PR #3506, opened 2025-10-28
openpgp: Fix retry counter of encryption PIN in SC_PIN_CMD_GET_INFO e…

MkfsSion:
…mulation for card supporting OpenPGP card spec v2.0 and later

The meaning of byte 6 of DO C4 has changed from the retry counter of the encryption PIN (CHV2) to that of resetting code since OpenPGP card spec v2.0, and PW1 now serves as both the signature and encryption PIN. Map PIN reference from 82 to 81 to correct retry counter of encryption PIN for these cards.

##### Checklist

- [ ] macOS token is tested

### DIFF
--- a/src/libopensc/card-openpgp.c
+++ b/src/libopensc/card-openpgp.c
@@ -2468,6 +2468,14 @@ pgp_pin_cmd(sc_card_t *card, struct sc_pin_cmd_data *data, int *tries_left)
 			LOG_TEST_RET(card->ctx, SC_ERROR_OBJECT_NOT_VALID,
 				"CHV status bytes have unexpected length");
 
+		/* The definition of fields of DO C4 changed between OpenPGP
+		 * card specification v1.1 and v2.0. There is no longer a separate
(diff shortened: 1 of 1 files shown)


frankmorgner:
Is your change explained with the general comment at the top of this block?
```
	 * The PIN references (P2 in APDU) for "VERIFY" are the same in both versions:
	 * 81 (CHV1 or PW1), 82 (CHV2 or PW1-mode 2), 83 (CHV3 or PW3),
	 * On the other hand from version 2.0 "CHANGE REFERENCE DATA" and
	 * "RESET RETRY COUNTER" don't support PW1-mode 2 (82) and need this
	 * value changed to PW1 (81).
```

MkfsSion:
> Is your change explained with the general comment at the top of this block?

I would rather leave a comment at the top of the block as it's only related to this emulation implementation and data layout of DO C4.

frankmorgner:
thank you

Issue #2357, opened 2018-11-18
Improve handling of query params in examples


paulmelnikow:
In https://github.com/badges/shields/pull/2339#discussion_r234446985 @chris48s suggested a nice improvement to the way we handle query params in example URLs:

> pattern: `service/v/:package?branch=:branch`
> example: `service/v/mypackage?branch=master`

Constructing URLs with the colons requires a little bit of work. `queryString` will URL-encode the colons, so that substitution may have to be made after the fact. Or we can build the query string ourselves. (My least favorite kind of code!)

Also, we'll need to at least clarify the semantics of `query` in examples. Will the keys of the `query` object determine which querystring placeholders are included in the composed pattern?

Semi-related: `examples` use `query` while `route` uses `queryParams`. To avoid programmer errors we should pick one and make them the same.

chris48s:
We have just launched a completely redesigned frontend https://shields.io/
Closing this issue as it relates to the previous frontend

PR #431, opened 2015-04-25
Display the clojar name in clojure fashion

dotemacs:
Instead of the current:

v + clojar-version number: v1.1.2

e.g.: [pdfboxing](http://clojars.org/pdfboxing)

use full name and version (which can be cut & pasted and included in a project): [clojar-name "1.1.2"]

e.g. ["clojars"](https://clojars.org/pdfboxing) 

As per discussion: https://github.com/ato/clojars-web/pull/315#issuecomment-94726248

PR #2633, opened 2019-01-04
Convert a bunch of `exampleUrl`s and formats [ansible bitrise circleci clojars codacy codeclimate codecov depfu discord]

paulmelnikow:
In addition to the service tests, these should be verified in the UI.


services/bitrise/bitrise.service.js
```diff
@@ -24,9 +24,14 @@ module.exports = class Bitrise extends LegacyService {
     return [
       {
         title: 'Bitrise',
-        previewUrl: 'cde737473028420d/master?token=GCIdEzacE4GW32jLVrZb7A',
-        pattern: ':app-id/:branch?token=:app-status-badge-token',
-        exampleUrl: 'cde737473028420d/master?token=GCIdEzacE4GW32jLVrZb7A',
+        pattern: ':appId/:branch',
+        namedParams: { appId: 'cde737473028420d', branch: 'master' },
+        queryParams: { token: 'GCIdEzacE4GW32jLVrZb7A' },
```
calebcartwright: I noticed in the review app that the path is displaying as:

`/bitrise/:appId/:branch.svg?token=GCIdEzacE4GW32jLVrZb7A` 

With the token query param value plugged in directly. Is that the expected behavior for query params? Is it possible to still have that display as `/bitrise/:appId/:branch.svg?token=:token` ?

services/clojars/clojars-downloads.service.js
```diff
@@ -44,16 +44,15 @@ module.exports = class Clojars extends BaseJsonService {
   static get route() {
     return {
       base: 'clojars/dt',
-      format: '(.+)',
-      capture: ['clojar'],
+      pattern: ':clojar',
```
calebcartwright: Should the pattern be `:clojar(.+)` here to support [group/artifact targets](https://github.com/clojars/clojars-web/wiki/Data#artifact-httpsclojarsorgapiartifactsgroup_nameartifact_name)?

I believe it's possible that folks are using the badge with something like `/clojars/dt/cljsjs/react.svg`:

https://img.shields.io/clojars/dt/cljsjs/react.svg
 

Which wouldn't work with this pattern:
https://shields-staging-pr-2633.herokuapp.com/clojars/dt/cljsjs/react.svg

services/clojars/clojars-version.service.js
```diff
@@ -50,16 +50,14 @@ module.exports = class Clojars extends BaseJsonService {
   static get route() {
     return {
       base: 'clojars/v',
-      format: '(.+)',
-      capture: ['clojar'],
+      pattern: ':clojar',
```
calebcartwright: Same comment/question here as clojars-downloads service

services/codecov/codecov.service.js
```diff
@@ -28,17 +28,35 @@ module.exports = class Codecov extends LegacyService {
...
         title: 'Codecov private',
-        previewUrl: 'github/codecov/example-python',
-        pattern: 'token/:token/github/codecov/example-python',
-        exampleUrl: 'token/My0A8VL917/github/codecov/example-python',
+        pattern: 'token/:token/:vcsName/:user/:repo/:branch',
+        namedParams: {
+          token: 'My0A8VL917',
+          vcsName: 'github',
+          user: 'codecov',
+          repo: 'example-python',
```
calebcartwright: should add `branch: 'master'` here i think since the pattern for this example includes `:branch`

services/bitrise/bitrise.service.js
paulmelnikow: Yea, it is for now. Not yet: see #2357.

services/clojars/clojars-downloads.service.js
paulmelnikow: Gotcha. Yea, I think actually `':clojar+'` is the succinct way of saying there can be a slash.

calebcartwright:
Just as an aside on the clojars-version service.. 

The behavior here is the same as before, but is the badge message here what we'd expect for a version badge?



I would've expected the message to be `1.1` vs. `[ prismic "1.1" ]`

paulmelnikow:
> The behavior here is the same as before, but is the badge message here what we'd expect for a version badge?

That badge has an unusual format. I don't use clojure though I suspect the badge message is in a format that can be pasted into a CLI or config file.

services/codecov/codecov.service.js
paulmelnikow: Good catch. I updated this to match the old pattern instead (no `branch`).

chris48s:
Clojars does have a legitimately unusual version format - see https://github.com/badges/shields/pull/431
════════════════
WHAT NEEDS TO BE DONE >> Above are the records; repeat exactly the lines from the one holding "e.g.: [pdfboxing](http://clojars.org/pdfboxing)" down to the one holding "https://img.shields.io/clojars/dt/cljsjs/react.svg", end lines included.

TASK SOLUTION >>
e.g.: [pdfboxing](http://clojars.org/pdfboxing)

use full name and version (which can be cut & pasted and included in a project): [clojar-name "1.1.2"]

e.g. ["clojars"](https://clojars.org/pdfboxing) 

As per discussion: https://github.com/ato/clojars-web/pull/315#issuecomment-94726248

PR #2633, opened 2019-01-04
Convert a bunch of `exampleUrl`s and formats [ansible bitrise circleci clojars codacy codeclimate codecov depfu discord]

paulmelnikow:
In addition to the service tests, these should be verified in the UI.


services/bitrise/bitrise.service.js
```diff
@@ -24,9 +24,14 @@ module.exports = class Bitrise extends LegacyService {
     return [
       {
         title: 'Bitrise',
-        previewUrl: 'cde737473028420d/master?token=GCIdEzacE4GW32jLVrZb7A',
-        pattern: ':app-id/:branch?token=:app-status-badge-token',
-        exampleUrl: 'cde737473028420d/master?token=GCIdEzacE4GW32jLVrZb7A',
+        pattern: ':appId/:branch',
+        namedParams: { appId: 'cde737473028420d', branch: 'master' },
+        queryParams: { token: 'GCIdEzacE4GW32jLVrZb7A' },
```
calebcartwright: I noticed in the review app that the path is displaying as:

`/bitrise/:appId/:branch.svg?token=GCIdEzacE4GW32jLVrZb7A` 

With the token query param value plugged in directly. Is that the expected behavior for query params? Is it possible to still have that display as `/bitrise/:appId/:branch.svg?token=:token` ?

services/clojars/clojars-downloads.service.js
```diff
@@ -44,16 +44,15 @@ module.exports = class Clojars extends BaseJsonService {
   static get route() {
     return {
       base: 'clojars/dt',
-      format: '(.+)',
-      capture: ['clojar'],
+      pattern: ':clojar',
```
calebcartwright: Should the pattern be `:clojar(.+)` here to support [group/artifact targets](https://github.com/clojars/clojars-web/wiki/Data#artifact-httpsclojarsorgapiartifactsgroup_nameartifact_name)?

I believe it's possible that folks are using the badge with something like `/clojars/dt/cljsjs/react.svg`:

https://img.shields.io/clojars/dt/cljsjs/react.svg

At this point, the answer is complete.